Please write out word for word the opening lines of the material, including the line with "## Description" as the last.
Segment Start: INFORMATION PROVIDED
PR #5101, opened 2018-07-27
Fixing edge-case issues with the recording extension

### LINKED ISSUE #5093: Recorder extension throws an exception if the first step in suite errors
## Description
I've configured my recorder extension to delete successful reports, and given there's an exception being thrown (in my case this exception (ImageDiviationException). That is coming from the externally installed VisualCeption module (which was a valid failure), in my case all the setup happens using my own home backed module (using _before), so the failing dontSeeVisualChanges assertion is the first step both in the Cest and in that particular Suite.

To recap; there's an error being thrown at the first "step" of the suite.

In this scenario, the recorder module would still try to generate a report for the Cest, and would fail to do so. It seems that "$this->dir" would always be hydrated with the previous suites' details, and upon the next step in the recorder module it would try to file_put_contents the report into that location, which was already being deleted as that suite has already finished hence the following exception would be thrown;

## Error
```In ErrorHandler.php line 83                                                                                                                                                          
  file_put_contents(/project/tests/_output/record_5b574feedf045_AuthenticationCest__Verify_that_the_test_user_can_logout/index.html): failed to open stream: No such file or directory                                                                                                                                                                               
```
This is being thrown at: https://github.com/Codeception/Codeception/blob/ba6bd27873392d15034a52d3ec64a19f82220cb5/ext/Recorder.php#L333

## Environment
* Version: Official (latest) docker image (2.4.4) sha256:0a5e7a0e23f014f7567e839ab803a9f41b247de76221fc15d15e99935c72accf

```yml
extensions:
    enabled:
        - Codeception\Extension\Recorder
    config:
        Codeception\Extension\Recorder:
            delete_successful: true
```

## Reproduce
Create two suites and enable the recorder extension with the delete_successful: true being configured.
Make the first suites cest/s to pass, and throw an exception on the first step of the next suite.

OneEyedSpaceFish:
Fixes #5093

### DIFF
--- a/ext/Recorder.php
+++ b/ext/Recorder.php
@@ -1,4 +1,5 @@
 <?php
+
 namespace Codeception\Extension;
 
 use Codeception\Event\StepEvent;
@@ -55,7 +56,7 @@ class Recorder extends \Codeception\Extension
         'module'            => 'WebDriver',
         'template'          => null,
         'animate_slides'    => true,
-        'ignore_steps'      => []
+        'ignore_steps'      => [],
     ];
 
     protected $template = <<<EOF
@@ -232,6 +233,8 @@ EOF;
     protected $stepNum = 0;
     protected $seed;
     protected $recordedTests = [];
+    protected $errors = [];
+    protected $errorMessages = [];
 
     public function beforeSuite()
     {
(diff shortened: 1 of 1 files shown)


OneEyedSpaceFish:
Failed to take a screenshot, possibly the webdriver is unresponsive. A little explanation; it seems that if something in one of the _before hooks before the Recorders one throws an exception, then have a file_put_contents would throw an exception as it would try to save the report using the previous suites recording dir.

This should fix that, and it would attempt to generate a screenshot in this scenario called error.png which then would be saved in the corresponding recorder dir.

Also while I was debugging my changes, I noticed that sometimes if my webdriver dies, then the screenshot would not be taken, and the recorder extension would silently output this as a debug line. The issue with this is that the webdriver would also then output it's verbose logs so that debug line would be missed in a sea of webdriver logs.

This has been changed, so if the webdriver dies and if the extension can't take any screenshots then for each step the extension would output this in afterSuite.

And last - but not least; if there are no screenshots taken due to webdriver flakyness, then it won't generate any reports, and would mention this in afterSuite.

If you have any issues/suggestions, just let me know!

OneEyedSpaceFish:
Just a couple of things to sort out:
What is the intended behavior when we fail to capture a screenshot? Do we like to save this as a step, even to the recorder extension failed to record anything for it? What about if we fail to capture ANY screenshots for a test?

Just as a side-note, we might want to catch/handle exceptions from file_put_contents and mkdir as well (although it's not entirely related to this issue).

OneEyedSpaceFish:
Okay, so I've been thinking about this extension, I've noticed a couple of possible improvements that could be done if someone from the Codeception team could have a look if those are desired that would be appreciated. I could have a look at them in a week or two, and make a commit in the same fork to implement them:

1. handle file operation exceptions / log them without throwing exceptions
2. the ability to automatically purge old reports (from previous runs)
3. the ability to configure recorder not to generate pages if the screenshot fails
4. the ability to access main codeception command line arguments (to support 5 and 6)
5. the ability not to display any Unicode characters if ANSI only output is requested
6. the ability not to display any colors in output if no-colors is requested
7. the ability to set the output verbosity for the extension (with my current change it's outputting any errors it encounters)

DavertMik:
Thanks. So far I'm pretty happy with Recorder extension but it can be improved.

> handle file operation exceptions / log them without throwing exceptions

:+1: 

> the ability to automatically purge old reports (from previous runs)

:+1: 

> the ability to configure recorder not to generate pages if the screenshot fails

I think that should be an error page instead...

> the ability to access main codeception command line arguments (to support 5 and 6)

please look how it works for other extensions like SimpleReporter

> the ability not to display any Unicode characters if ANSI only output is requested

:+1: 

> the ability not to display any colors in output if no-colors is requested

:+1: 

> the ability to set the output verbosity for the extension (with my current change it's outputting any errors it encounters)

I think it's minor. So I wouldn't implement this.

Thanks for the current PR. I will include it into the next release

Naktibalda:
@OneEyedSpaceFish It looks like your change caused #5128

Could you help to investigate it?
Segment End: INFORMATION PROVIDED
ANSWER TO THE EXERCISE —
PR #5101, opened 2018-07-27
Fixing edge-case issues with the recording extension

### LINKED ISSUE #5093: Recorder extension throws an exception if the first step in suite errors
## Description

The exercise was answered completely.